Ma l’episodio, reinterpretato con gli occhi di oggi, la dice lunga su come la Chiesa sia cambiata in poco più di tredici anni. Portare le donne sull’altare sembrava, fino a pochissimo tempo addietro, l’eccezione di un prete di frontiera, come don Pino, mentre oggi diventa (finalmente) la regola.

Con il “Motu Proprio” promulgato ieri, Papa Francesco elimina la riserva maschile per i ministeri istituiti del lettorato e dell’accolitato. Solo poche settimane fa, su queste stesse colonne de “Il Quotidiano del Sud”, l’arcivescovo di Catanzaro-Squillace e presidente della Conferenza Episcopale Calabra Vincenzo Bertolone, affermava, con coraggio, che nella Chiesa «non c’è una vera e piena comunione di genere» e che «urge una riserva profetica, per allargare gli spazi della presenza femminile».

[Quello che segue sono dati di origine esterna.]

PR #36, opened 2026-04-05
added crate level documentation for smite core library

psg-19:
The smite crate's `lib.rs` had no documentation. This pr adds crate level doc comment explaining the library's purpose and descriptions of each module.

### DIFF
--- a/smite/src/lib.rs
+++ b/smite/src/lib.rs
@@ -1,3 +1,18 @@
+//! Core library for the smite coverage-guided fuzzing framework.
+//!
+//! Smite finds bugs in Lightning Network implementations by sending
+//! fuzz-derived protocol messages to target nodes (LND, LDK, CLN, Eclair)
+//! and checking whether they crash or violate invariants. This crate
+//! provides the building blocks that scenarios and targets are built on.
+//!
+//! # Modules
+//! - [`bolt`] - BOLT message encoding and decoding.
+//! - [`noise`] - BOLT 8 `Noise_XK` encrypted transport.
+//! - [`oracles`] - Post-scenario invariant checks.
+//! - [`process`] - Managed subprocess utilities.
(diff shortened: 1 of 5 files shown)


smite/src/lib.rs
```diff
@@ -1,3 +1,40 @@
...
+//!
+//! - [`process`] - Managed subprocess utilities.  Wraps [`std::process::Child`]
+//!   with graceful shutdown support and automatic cleanup on drop.
+//!
+//! - [`runners`] - Runner abstraction for delivering fuzz inputs.
+//!   `NyxRunner` communicates with the Nyx hypervisor for
+//!   fast snapshot-based fuzzing, `LocalRunner` reads input
+//!   from a file or stdin for crash reproduction.  `StdRunner`
+//!   auto-selects between them based on the `SMITE_NYX` environment
+//!   variable.
```
morehouse: Also it would be helpful to mention that `NyxRunner` requires the `nyx` cargo feature to be enabled.

morehouse (approved):
Thanks, this is definitely an improvement.

I think it could be even better if we move the detailed descriptions of each module to the module files themselves and then have short one-line summaries of each module here.  That's how rust docs are usually structured.

smite/src/lib.rs
psg-19: Sure, will do that

psg-19:
> Thanks, this is definitely an improvement.
> 
> I think it could be even better if we move the detailed descriptions of each module to the module files themselves and then have short one-line summaries of each module here. That's how rust docs are usually structured.

Okay, I'll do this way. 
Thanks for the review!!

morehouse (approved):
Please squash into one commit and rebase.

morehouse:
Please also follow existing commit naming conventions: e.g., `smite: add module-level documentation`

morehouse (approved):
LGTM

PR #39, opened 2026-04-06
ci: Check order of BOLT message type constants

ekzyis:
Just a suggestion. I noticed this gets mentioned a lot during review. I think the script is simple enough to understand to make it worth adding to the CI without adding maintenance burden.

### DIFF
--- a/.github/workflows/rust.yml
+++ b/.github/workflows/rust.yml
@@ -33,6 +33,9 @@ jobs:
       - name: Check Rust formatting
         run: cargo fmt --all --check
 
+      - name: Check order of BOLT message type constants
+        run: scripts/check-bolt-msg-type-order.sh
+
       - name: Run Clippy
         run: cargo clippy --all-targets --all-features -- -D warnings
 
--- a/scripts/check-bolt-msg-type-order.sh
+++ b/scripts/check-bolt-msg-type-order.sh
@@ -1,0 +1,125 @@
+#!/bin/bash
+#
+# This script is called in the CI pipeline. It makes sure that the BOLT message
+# type constants in smite/src/bolt.rs are listed in increasing order.
+# It also makes sure that other code blocks follow that order.
+
+set -eu
+set -o pipefail
+
+FILE=smite/src/bolt.rs
+
+order_pub_mod_msg_type() {
+    # awk '/start/,/end/ { print }' <file>
+    #   Print everything between the lines matching start and end
+    # grep x3
+    #   Print the last number of every line matching "pub const" (BOLT message type constant)
+    awk '/^pub mod msg_type {/,/^}/ { print }' $FILE | \
+        grep "pub const" | \
+        grep -oE '= [0-9]+;$' | \
+        grep -oE '[0-9]+'
+}
+
+echo "Checking pub mod msg_type { ... }"
+diff -u <(order_pub_mod_msg_type) <(order_pub_mod_msg_type | sort -n)
+echo "OK"
+
+# We now know the keys are in the correct order. We can now use a
+# canonical form of the keys to check if other blocks are in the same order.
+
+to_canonical() {
+    tr -d ':_ ' | tr '[:upper:]' '[:lower:]'
+}
+
+order_canonical_keys() {
+    # print all keys in pub mod msg_type { ... }
+    awk '/^pub mod msg_type {/,/^}/ { print }' $FILE | \
+        grep "pub const" | \
+        awk '{ print $3 }' | \
+        to_canonical
+}
+
+order_pub_enum_message() {
+    # awk:  print pub enum Message { ... }
+    # grep: only keep lines like "Warning(Warning),"
+    # sed:  remove everything after first '('
+    awk '/^pub enum Message {/,/^}/ { print }' $FILE | \
+        grep -E "[A-Za-z0-9]+\([A-Za-z0-9]+\)" | \
+        sed 's/(.*//' | \
+        to_canonical
+}
+
+impl_message_block() {
+    awk '/^impl Message {/,/^}/ { print }' $FILE
+}
+
+order_impl_message_msg_type() {
+    impl_message_block | \
+        awk '/^    pub fn msg_type/,/^    }/ { print }' | \
+        grep "Self::" | \
+        sed -e 's/Self:://' -e 's/(.*//' | \
+        grep -v "Unknown" | \
+        to_canonical
+}
+
+order_impl_message_encode() {
+    impl_message_block | \
+        awk '/^    pub fn encode/,/^    }/ { print }' | \
+        grep "Self::" | \
+        sed -e 's/Self:://' -e 's/(.*//' | \
+        grep -v "Unknown" | \
+        to_canonical
+}
+
+order_impl_message_decode() {
+    impl_message_block | \
+        awk '/^    pub fn decode/,/^    }/ { print }' | \
+        grep "msg_type::" | \
+        sed -e 's/msg_type:://' -e 's/ =>.*//' | \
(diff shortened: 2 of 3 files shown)


morehouse:
I like the idea, but it only helps with the initial const definition.  We still need to verify everything after that is in the desired order too.

ekzyis:
I agree regarding the other places. Will see what I can do about that.

ekzyis:
528c44a will now also check other blocks.

When everything is in the correct order:

```
$ bash .github/workflows/check-bolt-msg-type-order.sh
Checking pub mod msg_type { ... }
OK
Checking pub enum Message { ... }
OK
Checking impl Message::msg_type { ... }
OK
Checking impl Message::encode { ... }
OK
Checking impl Message::decode { ... }
OK
```

Switching order of `TxRemoveOutput` and `TxComplete`:

```diff
diff --git a/smite/src/bolt.rs b/smite/src/bolt.rs
index 1f3e174..3a2ba4c 100644
--- a/smite/src/bolt.rs
+++ b/smite/src/bolt.rs
@@ -207,8 +207,8 @@ impl Message {
             Self::Shutdown(_) => msg_type::SHUTDOWN,
             Self::OpenChannel2(_) => msg_type::OPEN_CHANNEL2,
             Self::TxRemoveInput(_) => msg_type::TX_REMOVE_INPUT,
-            Self::TxRemoveOutput(_) => msg_type::TX_REMOVE_OUTPUT,
             Self::TxComplete(_) => msg_type::TX_COMPLETE,
+            Self::TxRemoveOutput(_) => msg_type::TX_REMOVE_OUTPUT,
             Self::TxAbort(_) => msg_type::TX_ABORT,
             Self::GossipTimestampFilter(_) => msg_type::GOSSIP_TIMESTAMP_FILTER,
             Self::Unknown { msg_type, .. } => *msg_type,
```

```
$ bash .github/workflows/check-bolt-msg-type-order.sh
Checking pub mod msg_type { ... }
OK
Checking pub enum Message { ... }
OK
Checking impl Message::msg_type { ... }
--- /dev/fd/63  2026-04-07 02:23:43.137845606 +0200
+++ /dev/fd/62  2026-04-07 02:23:43.137845606 +0200
@@ -11,7 +11,7 @@
 shutdown
 openchannel2
 txremoveinput
-txcomplete
 txremoveoutput
+txcomplete
 txabort
 gossiptimestampfilter
```

The output unfortunately doesn't map to the original code. The big improvement is to let the computer check if it's out of order. Fixing the order is then easy for a human.

Also testing the order of the tests is a bit trickier. It comes down to filtering the test names to the list of message types, without making it fragile or having to keep it in sync with the source code. It's less predictable how the tests will change. Example attempt:

```
$ awk '/^mod tests {/,/^}/ { print }' smite/src/bolt.rs | grep "fn message_" | sed -e 's/fn message_//' -e 's/_roundtrip.*//' | grep -vi "unknown" | tr -d ' '
warning
init
error
ping
pong
open_channel
accept_channel
funding_created
funding_signed
channel_ready
gossip_timestamp_filter
shutdown
open_channel2
tx_remove_input
tx_remove_output
tx_complete
tx_abort
type_values(){
decode_truncated(){
with_type_helper(){
```

.github/workflows/rust.yml
```diff
@@ -33,6 +33,9 @@ jobs:
       - name: Check Rust formatting
         run: cargo fmt --all --check
 
+      - name: Check order of BOLT message type constants
+        run: .github/workflows/check-bolt-msg-type-order.sh
+
```
ekzyis, line 38: I put the job here because I consider it part of formatting, but it also means that everything below it won't run until this passes.

We could add a separate job just for formatting, so formatting issues don't hide build or test failures, but I'd just keep it as is for now and see if we'll ever want that.

scripts/check-bolt-msg-type-order.sh
```diff
@@ -0,0 +1,95 @@
...
+    # sed:  remove everything after first '('
+    awk '/^pub enum Message {/,/^}/ { print }' $FILE | \
+        grep -E "[A-Za-z0-9]+\([A-Za-z0-9]+\)" | \
+        sed 's/(.*//' | \
+        to_canonical
+}
+
+impl_message_block() {
+    awk '/^impl Message {/,/^}/ { print }' $FILE
+}
```
morehouse, line 54: The output from this function appears unused -- it's always piped to an `awk` command that ignores it and reads from `$FILE` instead.  Probably we should drop `$FILE` from those commands.

scripts/check-bolt-msg-type-order.sh
```diff
@@ -0,0 +1,95 @@
+#!/bin/bash
+#
+# This makes sure that the BOLT message type constants in smite/src/bolt.rs are
+# listed in increasing order.
+
+set -eu
```
morehouse, line 7: We should probably add `pipefail` too.
```suggestion
set -eu
set -o pipefail
```

morehouse (commented):
Perhaps we should move the script to `scripts/` so it's easier to find and run manually.

Also, I think we can use the same approach to verify that the roundtrip and "type values" tests are in the correct order.  I think it's OK to assume the tests continue to follow the current naming conventions -- we can always update the script if the naming changes in the future.

scripts/check-bolt-msg-type-order.sh
ekzyis: Oh, good catch! I did not realize it worked without it. Makes sense though, because there's no other `pub fn msg_type|encode|decode` with the same indentation in the file.

I decided to keep it, because it's meant to make sure we're matching exactly the block we want in `impl Message`, and not accidentally some other block that happens to have the same start and end (however unlikely that might ever be the case). Unlike the indented blocks, `impl Message` can only exist once with zero indentation.

I also think it makes the intent of the code clearer.

ekzyis:
> Perhaps we should move the script to scripts/ so it's easier to find and run manually.

:+1: 

> Also, I think we can use the same approach to verify that the roundtrip and "type values" tests are in the correct order. I think it's OK to assume the tests continue to follow the current naming conventions -- we can always update the script if the naming changes in the future.

Makes sense, looking into it! In draft until then.

ekzyis:
> we can use the same approach to verify that the roundtrip and "type values" tests are in the correct order

Done in 7f87089!

scripts/check-bolt-msg-type-order.sh
```diff
@@ -0,0 +1,125 @@
...
+        to_canonical
+}
+
+tests_block() {
+    awk '/^mod tests {/,/^}/' $FILE
+}
+
+order_tests() {
+    tests_block | \
+        grep -oE "fn message_[A-Za-z0-9_]+_roundtrip()" $FILE | \
```
morehouse: Same bug here:  `grep` ignores the output from `tests_block` because `$FILE` is passed to it.

morehouse: Also, I think we probably need to escape the parens so `grep` doesn't consider them a "capture group".
```suggestion
        grep -oE "fn message_[A-Za-z0-9_]+_roundtrip\(\)" $FILE | \
```

Or just omit them I guess since we currently aren't actually matching them anyway.

morehouse (approved):

scripts/check-bolt-msg-type-order.sh
ekzyis: Removed parentheses in `grep` and `sed` in 8121e94

ekzyis: Oh, thanks! Fixed in 8121e94

morehouse (approved):
LGTM

PR #40, opened 2026-04-06
refactor: Move ScenarioError into smite

ekzyis:
related: https://github.com/morehouse/smite/pull/13#issuecomment-4180370162

Despite the error name `ScenarioError`, `Scenario::new` was expecting `String` as errors. This also meant we had to map `ScenarioError` to `String` with `map_err` in a lot of places.

This moves `ScenarioError` to the smite package, and uses it instead of `String`.

To avoid a circular dependency between smite-scenarios and smite, `TargetError` is also moved.

### DIFF
--- a/smite-scenarios/src/scenarios/noise.rs
+++ b/smite-scenarios/src/scenarios/noise.rs
@@ -9,7 +9,7 @@ use smite::bolt::{Init, Message};
 use smite::noise::{
     ACT_TWO_SIZE, ENCRYPTED_LENGTH_SIZE, MAC_SIZE, NoiseCipher, NoiseConnection, NoiseHandshake,
 };
-use smite::scenarios::{Scenario, ScenarioResult};
+use smite::scenarios::{Scenario, ScenarioError, ScenarioResult, TargetError};
 
 use super::{EPHEMERAL_KEY, connect_to_target, ping_pong};
 use crate::targets::Target;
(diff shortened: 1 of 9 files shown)


smite/Cargo.toml
```diff
@@ -30,3 +30,4 @@ nix = { version = "0.30", default-features = false, features = [
   "process",
 ] }
 hex = "0.4"
+thiserror = "2"
```
morehouse, line 33: Now that `thiserror` is used in `smite/` there are probably other error types that could be simplified there in a follow-up PR.

smite-scenarios/src/scenarios/noise.rs
```diff
@@ -225,27 +225,27 @@ fn recv_message(stream: &mut TcpStream, cipher: &mut NoiseCipher) -> Vec<u8> {
...
+            TcpStream::connect_timeout(&target.addr(), TIMEOUT).map_err(TargetError::Io)?;
+        stream.set_nodelay(true).map_err(TargetError::Io)?;
         stream
             .set_read_timeout(Some(TIMEOUT))
-            .map_err(|e| e.to_string())?;
+            .map_err(TargetError::Io)?;
         stream
             .set_write_timeout(Some(TIMEOUT))
-            .map_err(|e| e.to_string())?;
+            .map_err(TargetError::Io)?;
```
morehouse, line 248: We could eliminate these remaining `map_err` by adding a `ScenarioError:Io` type.  Would be a good followup PR.

morehouse (approved):

smite/Cargo.toml
ekzyis: Done in #42

smite-scenarios/src/scenarios/noise.rs
ekzyis: Done in #43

Adesso, questa decisione di Francesco va proprio nella direzione di un piccolo passo verso quella più ampia comunione di genere nella Chiesa, di cui parlava l’arcivescovo Bertolone nel suo editoriale che pare anticipare le tendenze di riforma che coinvolgono i ministeri nella Chiesa. D’altronde, di fatto, le donne già leggono e servono all’altare ormai da anni nelle nostre comunità ecclesiali.

Anche se ciò non significa che il diritto certifica, con i crismi della legalità formale, una situazione fattuale, e neanche che la Chiesa tenta di adeguarsi al ruolo della donna nella società civile. Sarebbe riduttivo pensare questo. Più in profondità, teologicamente, la Chiesa nei “segni dei tempi” – come li chiamava Giovanni XXIII, il Pontefice che ha avuto l’intuizione di indire il Concilio Vaticano II – individua le ragioni per rispondere più fedelmente al messaggio di Gesù Cristo, così che riconosce tanto per le donne quanto per gli uomini un carisma specifico, all’interno della comune vocazione battesimale, a proclamare la Parola di Dio e a servire sull’altare. Vi è insomma una dimensione originaria della dignità femminile nella Chiesa cattolica.

Certo, non è stato semplice arrivare a maturare una simile consapevolezza. E la strada è ancora lunga. Basti pensare che il Sinodo dei vescovi aveva auspicato l’apertura del lettorato alle donne nel 2008, dodici anni addietro. Papa Francesco va oltre questa richiesta sinodale ed estende alle donne anche l’accolitato. In tal modo, si realizza un’eguaglianza tra donna e uomo nell’accesso ai ministeri laicali, pur permanendo la riserva maschile per i ministeri ordinati (diaconato, presbiterato ed episcopato), che viene ribadita nell’atto pontificio.

Anche se, com’è noto, la possibilità del diaconato alle donne è al vaglio di una commissione di studio (la seconda sul tema nel pontificato di Francesco). E peraltro questa possibilità non comporterebbe problemi con la supposta derivazione divina – secondo il magistero di Giovanni Paolo II ribadito in più occasioni dallo stesso Bergoglio – del sacerdozio ministeriale riservato agli uomini: il “grado” del diaconato, nonostante sia “ordinato”, manca del carattere sacerdotale.

Tant’è che lo stesso Benedetto XVI nel 2009 ha riformato il Codice di diritto canonico sottolineando l’assimilazione a Cristo capo esclusivamente per i sacerdoti e i vescovi e l’abilitazione a servire per i diaconi. Comunque sia, per il diaconato alle donne sembra sia necessario ancora attendere. Mentre, per il lettorato e per l’accolitato è ormai riconosciuto un accesso paritario.

Ciò significa che le donne sull’altare dovranno servire proprio come gli uomini, senza necessità di ruoli e funzioni qualitativamente diversi. Esperienze pionieristiche, come quelle della comunità “Madonna di Pompei” – cito questa, perché l’ho vissuta in prima persona -, oggi appaiono quasi profetiche. E rispetto a preti come don Pino si deve dire che avevano ragione loro, ad intercettare i “segni del tempi” per accogliere la novità dello Spirito di Dio, sognando e anticipando quella “Chiesa povera e per i poveri” desiderata oggi da Papa Francesco.